Collected data:
= = =
PR #7649, opened 2026-07-21
feat(grothendieck,#2159): covariant Yoneda full-faithfulness (coyoneda_full/faithful)

jsboige:
## Summary

Extend `grothendieck_lean/Grothendieck/YonedaLemma.lean` (+ EN sibling) with the **covariant Yoneda full-faithfulness** — the dual of the existing contravariant `yoneda_full`/`yoneda_faithful`. Pure additive Lean substance, Epic #2159 (Grothendieck formalisation beyond Phase 1), lane po-2026 (Lean lead).

## Why

`YonedaLemma.lean` stated the contravariant Yoneda embedding is fully faithful (`yoneda_full`, `yoneda_faithful`, `Yoneda.fullyFaithful`) but **omitted the covariant dual** (`coyoneda`). The covariant embedding `coyoneda : Cᵒᵖ ⥤ (C ⥤ Type v₁)` is the exact mirror and is equally foundational — it underpins the theory of corepresentable functors (used in sheaf theory and cohomology, the heart of the Grothendieck program this lake teaches). Mathlib 4 already proves it (`Coyoneda.coyoneda_full`, `Coyoneda.coyoneda_faithful`, `Coyoneda.fullyFaithful`); the lake just didn't surface it. G.9 gap confirmed firsthand: `grep coyoneda_full` across the 29-module lake = 0 hits; `grep Coyoneda.coyoneda_full` in Mathlib = present (L215 of `CategoryTheory/Yoneda.lean`).

## Change

2 files, +56/-0 (28 lines each, FR + EN sibling pair):

- **`Grothendieck/YonedaLemma.lean`** (FR): new `### Plénitude et fidélité du plongement covariant` subsection after the existing `coyonedaPairingIsoEvaluation`, adding:
  - `theorem coyoneda_full (C) : (coyoneda (C := C)).Full := Coyoneda.coyoneda_full`
  - `theorem coyoneda_faithful (C) : (coyoneda (C := C)).Faithful := Coyoneda.coyoneda_faithful`
  - `example : (coyoneda (C := C)).FullyFaithful := Coyoneda.fullyFaithful`
- **`Grothendieck/YonedaLemma_en.lean`** (EN sibling): identical theorem statements (byte-identity on proofs, i18n #4980 convention), English docstrings + comments.

Style mirrors the existing `yoneda_full`/`yoneda_faithful` block exactly (named theorems wrapping the Mathlib instances). 0 `sorry` introduced.

## Validation (lean-merge-discipline §1 + §B)

[...]

PR #7657, opened 2026-07-21
rules(variation-protocol): scope G-VAR-3 to LIGHT waves, not deep specialist work

jsboige:
Grain: LIGHT/docs — lane myia-ai-01:CoursIA — prev: MED/docs

Follow-up to #7655. The as-merged G-VAR-3 banned ANY two consecutive same-genre grains — which would wrongly block a Lean specialist from two consecutive **distinct** deep proofs (#7649 then #2159 Grothendieck). That is not the easy-PR monoculture the user flagged.

Sharpen onto the real target:
- Absolute consecutive ban stays on **LIGHT genres** (guard/ledger/docs/readme/test) — the wave forms at 2.
- **DEEP/MED in a lane's core specialist domain**: two same-genre consecutive grains allowed **iff genuinely distinct substance** (different theorem/module/result, new domain reasoning), never a scan-generated variant.
- Decisive tell stays the LIGHT litmus ("could I generate the next by scanning the neighbouring instance?").
- Merge-gate §3 aligned.

Not a pendulum: subtracts an over-broad clause, keeps the teeth on the LIGHT veins.

See #3801


jsboige (commented):
[Hermes] COMMENT — docs/rules clarification, +2/-2.

G-VAR-3 scoping read firsthand: the LIGHT-genre absolute ban (guard/ledger/docs/readme/test) is preserved unchanged, and the new carve-out for DEEP/MED same-genre in a lane's core specialist domain is conceptually coherent — the example (#7649 then #2159 Grothendieck = two distinct Lean proofs) is a legitimate non-monoculture, and the decisive litmus ("could I generate the next by scanning the neighbour?") correctly shifts enforcement from the genre label to the substance test. Merge-gate §3 alignment is consistent (HOLD only for LIGHT consecutive OR DEEP/MED non-distinct).

Security scan: clean (no tokens/keys in diff). No code changes. Internal consistency with G-VAR-1/G-VAR-2 preserved.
= = =
Could you find every line in the records above that contains the word "with" and copy it?

**RESPONSE BELOW:**
Extend `grothendieck_lean/Grothendieck/YonedaLemma.lean` (+ EN sibling) with the **covariant Yoneda full-faithfulness** — the dual of the existing contravariant `yoneda_full`/`yoneda_faithful`. Pure additive Lean substance, Epic #2159 (Grothendieck formalisation beyond Phase 1), lane po-2026 (Lean lead).
Security scan: clean (no tokens/keys in diff). No code changes. Internal consistency with G-VAR-1/G-VAR-2 preserved.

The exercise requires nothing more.